In the early 1980s, scientists discovered that CJD, like Alzheimer's disease, often gums up the brain with a kind of junk, or "amyloid," protein. Further studies showed the junk mainly contains a botched form of a naturally occurring brain protein, sometimes called a prion. Many scientists now believe it's the culprit.

But their theory entails a biologically weird premise: that the altered protein replicates itself without the aid of genetic material, the basis of all known reproduction. If they're right, such self-replicating proteins might be representatives of an ancient twilight zone between life and nonlife-evolution's bridge between molecules and microbes. When formed in a brain cell, a molecule of such stuff might be "like a bad apple in a barrel converting all the other apples," says the NIH's Dr. Brown. A hot question: Does the amyloid in Alzheimer's disease form similarly?

All this, however, doesn't explain what happened after Dr. Brown baked isolates of the disease agent for an hour at 680 degrees Fahrenheit, a temperature that melts proteins. He injected the ashy residue into animals' brains, expecting nothing to happen. But a few of them got spongiform disease. He also buried isolates in his garden for three years and found they remained infectious. The results may be "very disquieting," he says, to British farmers, who have been burning and burying mad cow corpses.

Still, Dr. Brown and other scientists aren't much worried about mad cows because their animal studies show spongiform disease is very hard to transmit orally. Eating huge doses of the agent is required. Perhaps the mad cows got such doses "every time they went to the feedbag," says Dr. Brown. Kuru victims apparently consumed similar mega-doses. And so may have Max.

He was a Siamese cat in Bristol, England, that died last spring. Examining his brain, a veterinarian found a telltale sponginess, sparking another round of panic in the U.K. about spongiform disease. Now more than 10 British cats have died of it, suggesting brains from infected sheep or cows got into cat food.

Meanwhile, yet another spongiform outbreak has occurred, this time among northeastern Pennsylvanians. The cluster of more than a dozen CJD cases "isn't an epidemic" and appears to have topped out in 1989, says Brian Little, an Allentown neuropathologist leading a study of it. But it is worrisome because, like the Slovakian outbreak, it suggests a common underlying cause that could strike again.

During the past few months, the NIH team, working with Dr. Mitrova, has found a thread that for the first time may link many such CJD cases. The discovery began when the scientists ferreted out a genetic defect in two U.S. brothers who had died of CJD. In itself, that was nothing new. Scientists have long known that CJD runs in some families and therefore suspected a genetic problem.
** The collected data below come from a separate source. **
PR #2383, opened 2021-08-23
VariableStarViewer client sizes for classification metadata

srallen:
_Please request review from `@zooniverse/frontend` team or an individual member of that team._ 

Package: lib-classifier

Closes #1832 

This adds the storing of the client sizes of the surrounding parent div stored into the `SubjectViewerStore` and then gets added to the classification metadata. 

A demo mode classification can be made with the project and the classification sent inspected to manually confirm this is working now: https://local.zooniverse.org:8080/?project=4878&workflow=16454&env=production&demo=true

# Review Checklist

## General

- [x] Are the tests passing locally and on Travis?
- [ ] Is the documentation up to date?

## Components
- [ ] Has a storybook story been created or updated?
- [ ] Is the component accessible? 
  - [ ] Can it be used with a screen reader? [BBC guide to testing with VoiceOver](https://bbc.github.io/accessibility-news-and-you/accessibility-and-testing-with-voiceover-os.html)
  - [ ] Can it be used from the keyboard? [WebAIM guide to keyboard testing](https://webaim.org/techniques/keyboard/#testing)
  - [ ] Is it passing accessibility checks in the storybook?

## Apps

- [ ] Does it work in all major browsers: Firefox, Chrome, Edge, Safari?
- [ ] Does it work on mobile?
- [x] Can you `yarn panic && yarn bootstrap` or `docker-compose up --build` and app works as expected?

## Publishing

- [ ] Is the changelog updated?
- [ ] Are the dependencies updated for apps and libraries that are using the newly published library?

## Post-merging

- [ ] Did the app deploy to https://frontend.preview.zooniverse.org/projects/:project-name/:owner or https://frontend.preview.zooniverse.org/about?
- [ ] Is the new feature working or bug now fixed?
  - [ ] Is there a Talk or blog post written to announce the new feature(s)?
- [ ] Is the design working across browsers (Firefox, Chrome, Edge, Safari) and mobile?
  - [ ] Is this approved by our designer?
- [ ] Is this ready for production deployment?

PR #2387, opened 2021-08-24
Add storing of client sizes for ScatterPlotViewer

srallen:

Package: lib-classifier

Similar to #2383, this adds the storing of the client sizes to the `SubjectViewerStore` and classification metadata. This is for projects that just use the scatter plot on its own. Can be manually tested with this project: https://local.zooniverse.org:8080/?project=14770&workflow=17386&env=production. If you use the demo mode, then make a classification, you can check the POSTed classification metadata for the expected subject dimensions metadata. The client sizes should be defined. Natural sizes are zero because it's a vectored SVG plot. 

# Review Checklist

## General

## Components

## Apps

- [ ] Does it work on mobile?

## Publishing

## Post-merging


shaunanoordin:
Code read looks really good and straightforward 👍 I'm running tests shortly.

- I'm assuming we're not worrying about if/when the browser window is resized in the middle of the classification. If I'm reading this right, the size will correct itself when the next Subject loads anyway. I'll test for this to confirm.
- _Natural sizes are zero because it's a vectored SVG plot._ - Noted 👌

shaunanoordin (approved):
## PR Review

Package: `lib-classifier`

This PR adds the client width/height to the Classification metadata, when submitting classifications for the Scatter Plot Viewer.

- Specifically, `clientWidth` and `clientHeight` (of the viewer's outer `<svg>`) are added to `classification.metadata`
- The recorded height and width of the viewer are set **when each Subject loads**
  - This means that we're not recording the height/width changes if the browser window is resized mid-classification, but the measurements will correct themselves when the next Subject comes in.
  - (This is good, btw - it doesn't make more or less sense than recording the size when the _classification is submitted,_ and tracking every single size change would be mad. Just worth noting here, because I can't remember at which point PFE takes a snapshot of the clientWidth/Height)

Code read looks good, functionality checks out 👍 

### Testing

Tested on localhost with [the provided testing URL,](https://local.zooniverse.org:8080/?project=14770&workflow=17386&env=production&demo=true) in demo mode, using macOS 11.5.2 + Chrome 92

- Browser window was set to a certain size, and reloaded page to ensure a fresh "snapshot" of the clientWidth/Height are taken as the Subject loads
- Dimensions of viewer's `<svg>` is noted (via Inspect Element).
- Answered "Yes" or "No" then Done to submit.
- Checked submitted classification to confirm `classification.metadata.subject_dimensions[0].clientWidth/Height` match the noted dimensions above.
- Additional test 1: continued submitting 2 more times to test repeated results.
- Additional test 2: Resized in the middle of classification to confirm that only the size on subject load is recorded.

### Status

LGTM! 👍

But Dr. Brown's excitement grew when three other, unrelated CJD victims were found to carry the same genetic defect. "On a flyer," he says, "I called relatives of the victims and struck gold." They were all of Eastern European descent, suggesting people of similar ancestry might carry the gene. Drs. Brown and Gajdusek knew just where to look for such people. They grabbed a plane for Czechoslovakia.

Since then, the team has confirmed that many of the Slovakian CJD victims, and a cluster of Libyan-born Jews whose tissues were preserved, carried the defect. The findings suggest one of two things: Either the defect alone produces the deadly agent or it predisposes its carriers to get CJD when they are exposed to the agent. The findings have opened the door for early diagnosis and possible prevention of CJD.

But they also have introduced a new riddle, says Dr. Gajdusek: Why has the genetic defect, which has apparently existed for decades in some Eastern Europeans, turned deadly only in the past 15 years or so? "Essentially, we're stuck with another paradox," he adds. "But there's nothing else worth working on in science."